ABOUT THIS TASK = All lines from the one that mentions "ZonedDateTime = ZonedDateTime.now(ZoneId.systemDefault()))" through the last of the entries below must be copied exactly, with both ends kept.

EXTRACTED INFORMATION =

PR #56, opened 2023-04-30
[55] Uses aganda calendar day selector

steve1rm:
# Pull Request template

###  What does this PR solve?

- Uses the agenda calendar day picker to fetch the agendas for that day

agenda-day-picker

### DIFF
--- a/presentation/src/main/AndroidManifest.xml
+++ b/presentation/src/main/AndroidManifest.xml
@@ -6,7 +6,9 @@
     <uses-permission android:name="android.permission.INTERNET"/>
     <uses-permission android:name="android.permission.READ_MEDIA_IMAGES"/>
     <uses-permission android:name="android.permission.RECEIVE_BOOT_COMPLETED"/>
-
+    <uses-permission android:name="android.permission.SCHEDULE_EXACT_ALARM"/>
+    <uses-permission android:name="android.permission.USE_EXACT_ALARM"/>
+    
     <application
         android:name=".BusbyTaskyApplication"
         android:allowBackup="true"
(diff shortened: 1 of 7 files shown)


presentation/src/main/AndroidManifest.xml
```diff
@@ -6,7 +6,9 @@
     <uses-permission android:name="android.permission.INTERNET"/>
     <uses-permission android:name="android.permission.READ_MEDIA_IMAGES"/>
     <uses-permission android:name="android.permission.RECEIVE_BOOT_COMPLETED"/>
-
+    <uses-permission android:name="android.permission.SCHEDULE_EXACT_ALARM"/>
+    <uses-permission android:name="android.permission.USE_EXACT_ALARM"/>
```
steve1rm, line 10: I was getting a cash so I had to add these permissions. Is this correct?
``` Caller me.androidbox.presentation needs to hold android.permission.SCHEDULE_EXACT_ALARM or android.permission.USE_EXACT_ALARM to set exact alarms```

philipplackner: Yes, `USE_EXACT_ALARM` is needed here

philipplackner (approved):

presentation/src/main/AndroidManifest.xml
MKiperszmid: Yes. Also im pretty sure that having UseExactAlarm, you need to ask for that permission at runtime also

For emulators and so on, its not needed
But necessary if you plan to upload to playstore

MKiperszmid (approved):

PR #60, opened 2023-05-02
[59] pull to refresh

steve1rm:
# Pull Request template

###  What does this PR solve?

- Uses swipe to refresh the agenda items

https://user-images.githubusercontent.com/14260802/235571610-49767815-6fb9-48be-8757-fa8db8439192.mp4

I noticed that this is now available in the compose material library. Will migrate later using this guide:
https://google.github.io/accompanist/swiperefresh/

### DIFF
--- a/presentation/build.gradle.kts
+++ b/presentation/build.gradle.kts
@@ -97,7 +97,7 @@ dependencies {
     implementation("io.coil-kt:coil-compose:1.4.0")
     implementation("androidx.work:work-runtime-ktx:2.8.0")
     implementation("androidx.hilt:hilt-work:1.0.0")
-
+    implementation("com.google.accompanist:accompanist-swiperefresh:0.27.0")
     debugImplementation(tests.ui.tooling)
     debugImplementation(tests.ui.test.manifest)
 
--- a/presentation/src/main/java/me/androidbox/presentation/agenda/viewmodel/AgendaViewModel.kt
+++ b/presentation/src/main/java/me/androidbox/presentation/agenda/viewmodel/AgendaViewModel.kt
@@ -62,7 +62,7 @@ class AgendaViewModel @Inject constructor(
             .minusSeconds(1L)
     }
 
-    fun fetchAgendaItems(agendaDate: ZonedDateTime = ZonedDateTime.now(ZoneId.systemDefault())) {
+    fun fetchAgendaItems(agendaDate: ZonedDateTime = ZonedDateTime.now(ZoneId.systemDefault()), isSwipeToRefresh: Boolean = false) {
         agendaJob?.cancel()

OUTPUT FOR THIS TASK =
-    fun fetchAgendaItems(agendaDate: ZonedDateTime = ZonedDateTime.now(ZoneId.systemDefault())) {
+    fun fetchAgendaItems(agendaDate: ZonedDateTime = ZonedDateTime.now(ZoneId.systemDefault()), isSwipeToRefresh: Boolean = false) {
         agendaJob?.cancel()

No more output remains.